PR #74, opened 2023-10-04
Issue #11 - Add error handling for addEvent method in DashboardViewModel

### LINKED ISSUE #11: IMPROVE - Error Handling When Creating an Event

achi113s:
These changes add error handling for the addEvent(_ maintenanceEvent: MaintenanceEvent) method in DashboardViewModel. They also modify DashboardView and AddMaintenanceView to appropriately present an alert to the user when an exception occurs without dismissing the AddMaintenanceView (see notes). The AddMaintenanceView is dismissed if no error is thrown.

# What it Does
* Closes #11 
* Add a do-catch block to addEvent(_ maintenanceEvent: MaintenanceEvent).
* Changes present of AddMaintenanceView from a sheet to a pushed view with the NavigationStack.

# How I Tested
* Throw a sample error from the do block; I used a BadURL error.
For example:
* Run the application
* Tap the (+) button
* Tap the Add button from the AddMaintenanceEvent screen

# Notes
* Adding an alert to this view is tricky for a few reasons. 
  * First, an alert cannot be shown over a sheet since the DashboardView can only present one view at a time. So we need to change the presentation of AddMaintenanceEvent from a sheet to a view pushed onto DashboardView with the NavigationStack.
  * Second, the alert modifier then needs to be attached to the AddMaintenanceEvent. Trying to use the existing alert for the event deletion error handling results in a warning that we are presenting from a detached view. However this then results in having two alert modifiers and needing a separate variable for presenting each one.
  * Third, there seems to be a bug in SwiftUI that results in a UILayoutConstraint warning when the alert is dismissed.
* At this point, maybe controlling the AddMaintenanceEvent view from the DashboardViewModel is not sufficient and it needs its own small view model?
* Even though this turned out to be more tricky than I thought, I will persist until we get it right lol.

# Screenshot
Screenshot 2023-10-02 at 4 52 38 PM
Screenshot 2023-10-04 at 4 23 39 PM

### DIFF
--- a/Basic-Car-Maintenance/Shared/Dashboard/ViewModels/DashboardViewModel.swift
+++ b/Basic-Car-Maintenance/Shared/Dashboard/ViewModels/DashboardViewModel.swift
@@ -13,7 +13,10 @@ import Foundation
 class DashboardViewModel: ObservableObject {
     let authenticationViewModel: AuthenticationViewModel
     
+    @Published var showAddView = false
+    
     @Published var events = [MaintenanceEvent]()
+    @Published var showAddErrorAlert = false
     @Published var showErrorAlert = false
     @Published var errorMessage : String = ""
     @Published var sortOption: SortOption = .custom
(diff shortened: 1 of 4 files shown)


Basic-Car-Maintenance/Shared/Dashboard/ViewModels/DashboardViewModel.swift
```diff
@@ -13,7 +13,10 @@ import Foundation
 class DashboardViewModel: ObservableObject {
     let authenticationViewModel: AuthenticationViewModel
     
+    @Published var showAddView = false
```
mikaelacaron, line 16: Using this boolean is one way to do this, but another is:
```swift
NavigationLink {
    AddMaintenanceView() { event in
        Task {
            await viewModel.addEvent(event)
        }
    }
} label: {
    Image(systemName: "plus")
}
```

mikaelacaron (approved):
Great work! I also made a comment, but it's not critical
Yes typically you can use `NavigationPath`, but this is only really needed when we want to programmatically control the navigation (or if you navigate several screens deep, which this doesn't so it's fine

Basic-Car-Maintenance/Shared/Dashboard/ViewModels/DashboardViewModel.swift
achi113s: This makes sense and simplifies things by allowing us to delete the boolean! I was under the impression that since we were using a NavigationStack I had to use NavigationPath. Guess not! Thanks!

mikaelacaron: @achi113s Turns out you do need to use this boolean! haha I couldn't figure out how to pop the view after the event was added

achi113s: hahaha its always the smallest features that cause the most headaches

• [WHAT YOU HAVE TO DO]:
With nothing left out, transcribe the records above exactly.

• [SOLUTION TO THIS TASK]:
PR #74, opened 2023-10-04
Issue #11 - Add error handling for addEvent method in DashboardViewModel

### LINKED ISSUE #11: IMPROVE - Error Handling When Creating an Event

achi113s:
These changes add error handling for the addEvent(_ maintenanceEvent: MaintenanceEvent) method in DashboardViewModel. They also modify DashboardView and AddMaintenanceView to appropriately present an alert to the user when an exception occurs without dismissing the AddMaintenanceView (see notes). The AddMaintenanceView is dismissed if no error is thrown.

# What it Does
* Closes #11 
* Add a do-catch block to addEvent(_ maintenanceEvent: MaintenanceEvent).
* Changes present of AddMaintenanceView from a sheet to a pushed view with the NavigationStack.

# How I Tested
* Throw a sample error from the do block; I used a BadURL error.
For example:
* Run the application
* Tap the (+) button
* Tap the Add button from the AddMaintenanceEvent screen

# Notes
* Adding an alert to this view is tricky for a few reasons. 
  * First, an alert cannot be shown over a sheet since the DashboardView can only present one view at a time. So we need to change the presentation of AddMaintenanceEvent from a sheet to a view pushed onto DashboardView with the NavigationStack.
  * Second, the alert modifier then needs to be attached to the AddMaintenanceEvent. Trying to use the existing alert for the event deletion error handling results in a warning that we are presenting from a detached view. However this then results in having two alert modifiers and needing a separate variable for presenting each one.
  * Third, there seems to be a bug in SwiftUI that results in a UILayoutConstraint warning when the alert is dismissed.
* At this point, maybe controlling the AddMaintenanceEvent view from the DashboardViewModel is not sufficient and it needs its own small view model?
* Even though this turned out to be more tricky than I thought, I will persist until we get it right lol.

# Screenshot
Screenshot 2023-10-02 at 4 52 38 PM
Screenshot 2023-10-04 at 4 23 39 PM

### DIFF
--- a/Basic-Car-Maintenance/Shared/Dashboard/ViewModels/DashboardViewModel.swift
+++ b/Basic-Car-Maintenance/Shared/Dashboard/ViewModels/DashboardViewModel.swift
@@ -13,7 +13,10 @@ import Foundation
 class DashboardViewModel: ObservableObject {
     let authenticationViewModel: AuthenticationViewModel
     
+    @Published var showAddView = false
+    
     @Published var events = [MaintenanceEvent]()
+    @Published var showAddErrorAlert = false
     @Published var showErrorAlert = false
     @Published var errorMessage : String = ""
     @Published var sortOption: SortOption = .custom
(diff shortened: 1 of 4 files shown)


Basic-Car-Maintenance/Shared/Dashboard/ViewModels/DashboardViewModel.swift
```diff
@@ -13,7 +13,10 @@ import Foundation
 class DashboardViewModel: ObservableObject {
     let authenticationViewModel: AuthenticationViewModel
     
+    @Published var showAddView = false
```
mikaelacaron, line 16: Using this boolean is one way to do this, but another is:
```swift
NavigationLink {
    AddMaintenanceView() { event in
        Task {
            await viewModel.addEvent(event)
        }
    }
} label: {
    Image(systemName: "plus")
}
```

mikaelacaron (approved):
Great work! I also made a comment, but it's not critical
Yes typically you can use `NavigationPath`, but this is only really needed when we want to programmatically control the navigation (or if you navigate several screens deep, which this doesn't so it's fine

Basic-Car-Maintenance/Shared/Dashboard/ViewModels/DashboardViewModel.swift
achi113s: This makes sense and simplifies things by allowing us to delete the boolean! I was under the impression that since we were using a NavigationStack I had to use NavigationPath. Guess not! Thanks!

mikaelacaron: @achi113s Turns out you do need to use this boolean! haha I couldn't figure out how to pop the view after the event was added

achi113s: hahaha its always the smallest features that cause the most headaches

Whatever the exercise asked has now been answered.